A couple more bits and pieces from around the web:
- George Weigel is one of those Catholics who thinks the Pope has laid down the letter of the law pretty clearly on the subject of abortion, and all good Catholics clearly ought to get with the program.
He also seems to be one of those Catholics who’d like to change the subject if the Pope’s views on war or capital punishment come up.
(Doesn’t it often seem like religion is just a way of cherry picking irrefutable bits of dogma that happen to coincide with political points of view you wanted to take anyway?)

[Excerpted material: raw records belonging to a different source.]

PR #153, opened 2023-08-22
Fix plugin test build

frankosterfeld:
Make sure the generated export header is found when building the plugin tests. Seen when using this repo via FetchContent_Declare().


wirew0rm (approved):
Looks good, thanks for investigating and fixing!

The CI error is unrelated to the change as confirmed locally and masked in #155.

PR #154, opened 2023-08-23
Thread safe fftw plan creation and destroy. Remove fftw_cleanup.

drslebedev:
This PR includes thread-safe plan creation and destruction. 
Also it remove fftw_cleanup.
This PR should fix problems when several FFT blocks are created and destroyed or run in parallel.


wirew0rm (approved):
Looks good.

#155 should fix the CI build failure by disabling ASAN temporarily for the plugin tests.

PR #155, opened 2023-08-23
cmake: disable asan for qa_plugin_test

wirew0rm:
temporarily disable asan for test which fails due to changes in the github action environment.

runner release that probably caused the failures: https://github.com/actions/runner-images/releases/tag/ubuntu22%2F20230814.1

Only  mentioned related change is a micro version in cmake.

Also resolves all gcc warnings.


drslebedev (approved):
Thanks for the changes, they look good to me! PR can be merged.

PR #156, opened 2023-09-01
Several changes in FFT

drslebedev:
* Implement window (apodization) function.
* Meta information for DataSet.
* unique_ptr for in_data, out_data and plan.
* Compute ranges as part of copying to DataSet.
* Add integral type to FFT tests.
* fftw wisdom import/export via string.
* Additional unit tests.
* General improvements and bug fixing.
* Change code style according to opendigitizer style guide.

#### Note for reviewer: 
- `enum class window_function : int {...}` includes all supported window types.
- `window` type is declared as `int` in `fft` class to make it available to change it via settings mechanism.
- where it is needed `static_cast` is used to convert between `int` and `window_function` and vice versa.
- @mattkretz suggested another possible solution:
```cpp
struct EnumLike
{
  int value;

  template <Enum T>
  EnumLike(T x) : value(int(x)) {}
  
  template <Enum T>
  operator T() const { return T(value); }
};
```
But it requires to add `EnumLike` as `pmt` supported type.
See example here: https://godbolt.org/z/h1xjjxGn4

### DIFF
--- a/CMakeLists.txt
+++ b/CMakeLists.txt
@@ -17,13 +17,13 @@ if (EMSCRIPTEN)
     target_compile_options(graph-prototype-options INTERFACE
             -fwasm-exceptions
             -pthread
-            )
+    )
     target_link_options(graph-prototype-options INTERFACE
             "SHELL:-s ALLOW_MEMORY_GROWTH=1"
             -fwasm-exceptions
             -pthread
             "SHELL:-s PTHREAD_POOL_SIZE=30"
-            )
+    )
 endif ()
 
 
@@ -92,7 +92,7 @@ ExternalProject_Add(fftw_ext
         BUILD_COMMAND ""
         INSTALL_COMMAND ""
         LOG_DOWNLOAD ON
-        )
+)
 
 include_directories(${FFTW_PREFIX}/install/include)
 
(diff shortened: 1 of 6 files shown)


RalphSteinhagen (approved):
This is OK!

Some of the open points to be tackled next
  * less reliance on 'fftw' (GPLv3 <-> licencing issues, we want to remain LGPLv3)
  * meson integration
  * optional computation of signal errors (via boolean flag -> open topic for GR architecture group)
  * special export/return for `std::vector<std::complex<T>>`
  * use of more modern C++20/23 paradigms (<-> maintain emscripten/libc++ compatibility), e.g.
   ```cpp
// [..]
case WindowFunction::Hamming: {
  const T a = pi2 / static_cast<T>(n);
  for (std::size_t i = 0; i < n; i++) res[i] = static_cast<T>(0.53836) - static_cast<T>(0.46164) * std::cos(a * static_cast<T>(i));
  return res;
}
// [..]    
   ```
   (which also misses the `{}` pair after the for loop) would be more compiler and SIMD-optimisable-friendly as
   ```cpp
case WindowFunction::Hamming: {
    const T a_factor = 2 * std::numbers::pi_v<T> * static_cast<T>(0.46164) / static_cast<T>(n);
    std::ranges::transform(std::views::iota(std::size_t(0), n), begin(res), [a_factor](std::size_t i) {
            return static_cast<T>(0.53836 - std::cos(a_factor * i));
    });
    return res;
}
```

PR #157, opened 2023-09-03
updated FIR and IIR filter doc

RalphSteinhagen:


wirew0rm (approved):
lgtm

we have to investigate why the emscripten test fails, but that's unrelated to this pull request

PR #158, opened 2023-09-04
Allow registering nodes with several type template parameters

ivan-cukic:


RalphSteinhagen (approved):
Generally, looks good enough. We need to tackle the final naming later.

But be that as it may, he’s officially “gone there” and suggested, in a column for Newsweek that not only must Catholics refrain from voting for Obama, but
…should an Obama administration reintroduce large-scale federal funding of abortion, the bishops will have to confront a grave moral question they have managed to avoid for decades…: does the payment of federal taxes that go to support abortion constitute a form of moral complicity in an “intrinsic evil”? And if so, what should the conscientious Catholic citizen do?
- I’ve vented some schadenfreude before about the trouble the IRS is having in upgrading its decades-old database software.
It’s a big project, with archaic software using the computer programming equivalent of cuneiform that few engineers understand anymore, complicated by a vast government bureaucracy with its red tape and its cumbersome regulations and its temptations to shape the job to squeeze the most money out of the taxpayer (it must be so tempting, right there next to the taxpayer aorta).
Even so, they’ve been bungling it big time.
The latest news shows the project to have “very troublesome” “security and privacy vulnerabilities” such as:
…unscrupulous people could gain access to vast amounts of taxpayer information with little chance of detection… systems could not be recovered effectively during an emergency… administrators to the CADE system could access, modify and delete information without being detected… contractors could make changes to system configurations without approval… backup tapes from offsite storage facilities were not adequately tested to ensure that data would be restored without errors or losses… [the] system might be vulnerable to malicious code attacks such as computer viruses.… the auditing controls for the AMS system were not sufficient to make sure that illegal browsing, changes or theft of taxpayer files would be detected.